私の抗議文 前のエントリの内容と重複する部分があるが,抗議文を載せておく。

2006年4月25日

(株)○○バス
○○○部 御中

     英語コースガイドについて

 過日、米国からの来日した友人を案内して御社の英語コースを利用し、英語ガイドのレベルの低いのが極めて問題だと感じ、意見を申し上げる次第です。
 利用したのは、4月○日、コースは一日ツアーの「○○東京」、ガイドの名は○○さんでした。
 なにが問題であったか、詳しくは、インターネット上のブログに書いたもののコピーを同封しますから、それを読んでいただくとして、要点だけ書いておきます。なお以下は、私や私の客人が感じただけではなく、当日の40人を越えるお客さんの大半が同じような不満を持ち、怒っていた人さえあることを、道中の会話で知りましたことを申し添えておきます。
・英語の発音が、まったくなっていない。英語コースと思って乗ったが、これは英語ではない、何語か、と真顔で聞く人がいた。
・東京を案内するにあたり、適切な説明をしていない。
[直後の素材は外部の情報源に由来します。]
PR #293, opened 2016-02-01
Incremental search

lukaspiatkowski:
The first diff is a refactor of existing search logic, it should not introduce any changes.
The second diff adds the incremental search.

### DIFF
--- a/window-copy.c
+++ b/window-copy.c
@@ -47,8 +47,16 @@ int	window_copy_search_lr(struct grid *, struct grid *, u_int *, u_int,
 	    u_int, u_int, int);
 int	window_copy_search_rl(struct grid *, struct grid *, u_int *, u_int,
 	    u_int, u_int, int);
-void	window_copy_search_up(struct window_pane *, const char *);
-void	window_copy_search_down(struct window_pane *, const char *);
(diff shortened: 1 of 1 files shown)


netei:
Great feature !

nicm:
Ok I already made some changes to your first diff so rather than doing that again, I have just updated my changed diff to apply again. Please look at this [window-copy.c.diff.txt](https://github.com/tmux/tmux/files/242517/window-copy.c.diff.txt).

lukaspiatkowski:
@nicm Your changes looks good.

The only thing I would suggest is to leave some of the comments I wanted to add. I think that the "moveflag" or "direction" function parameters require reading through the code in order to understand them.

Other than that, I think you can merge this and I can rebase the "Incremental search in window copy mode" on top of your changes

nicm:
Ok, I have applied this, with a comment added back before
window_copy_search as well. It will be in GitHub next time it syncs, I
think it is every hour or so.

Can you please close one of the two PRs and post your new changes to the
other?

Cheers

nicm:
This is not moving forward and the code is going to change a bit soon anyway.

PR #2558, opened 2021-02-06
Report client focus in 'client_flags'

da-x:
For the case when a long running command has ended running in some tmux session's pane, this lets me rig a script that tells whether this pane is currently focused on any attached client. I can see if its session attached in one of the clients, and then see if that client has focus. If no currently focused client sees this pane, I can send myself an popup/email or some other kind of notification.


nicm:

特に歴史、国情、経済状況、現在の問題点、ルート上の地域、主要建造物などについて、外国からの客が知りたがるであろうことを的確、かつ簡潔に説明していない。
・かわりにどうでもいいこと、話すタイミングをえていないことなどを、だらだらとくり返す。同じことをひどい場合は、数回繰り返した。みなうんざりしていた。
・乗客が責任感のある大人であることを意識せず、幼稚園児のような扱いをし、簡単な注意事項を、何度も繰り返し、引率に当たっては命令口調であった。外国人は日本人より、個の自覚が高く、自己責任意識が強い。このような子供扱いは、彼らの最も嫌うところであるのにそれが分かっていない。
・個人の政治・思想傾向を出しすぎである。ガイド個人がどう考えるかは自由だが、ガイド内容は中立的でなければならない。○○さんは、国粋主義的発言が目立ち、また日本の自慢話(といっても有名企業の名をナンバーワンと、連呼するだけだったが)をし過ぎる。さまざまな考えの人がいることに配慮し、もっと外国人に対し謙虚に話すべきである。これでは、反撥を招くだけだ。事実多くの人の反発を買っていた。
・私がちょっとそのことをたしなめる発言をしたら、「年寄りは頭が固い云々」と、日本人乗客(当日はけっこう多かった)に向かって、日本語で話し始めた。客を罵倒するようないい方はひどい。お客様商売をしているとの自覚がないのではないか。また外国人を前に、日本語で話すことは極力避けるべき。私は内心怒ったが、取り合わなかった。

そこで、どのように改善すべきか、提案します。
・○○さんは英語ガイドとして、まったく適性を欠いています。他の業務に移し、外国人の前に出さないようにすべきです。
・貴社では、一般の日本語コースには、案内内容の指針あるいはマニュアルなどがあり、ガイドさんの研修などを実行していると思います。英語コースについては、同様の研修、管理体制がないのではないか。ガイド各人にまかせ放しになっていないか。検討すべきです。たとえば第3者の評価を覆面で実施するなどが考えられます。
・外国からツアーの参加者としてでなく、個人として来日し、○○バスの一日ツアーに参加する人は、知的レベルが高いと考えるべきです。事実私が当日話した客の中には、シリコンバレーのIT企業の経営者などもいました。このような参加者に接するということは、いわば日本の民間外交の第一線に立っているとの自覚が必要です。そのような観点から、ガイドの選定、ガイド内容などを社内で再検討すべきです。
・ガイドには、英語を母国語として話すか、同程度に話せる人を使うべきです。対日経験の豊かな外国人、あるいは滞外経験のある人、海外帰国子女などバイリンガルの人を採用して使うべきでしょう。多少厚遇が必要でも、会社としてその必要性を痛感すべきです。○○さんが15年もその職にあると聞いて、背筋が寒くなりました。彼ゆえに日本に対する悪感情を抱いて帰った人がどれほどいることか。日本にとって大きな損失です。

 なお、この意見書を担当部署止まりにせずに、会社の経営上層部にまで上げてください。その上で、責任あるご回答をいただきたいと思います。私は、これは日本の外国人受けいれに関して、重大な問題だと考えておりますので、しかるべき回答をいただけなければ、外務省やその他関係機関に、意見具申をする所存でいます。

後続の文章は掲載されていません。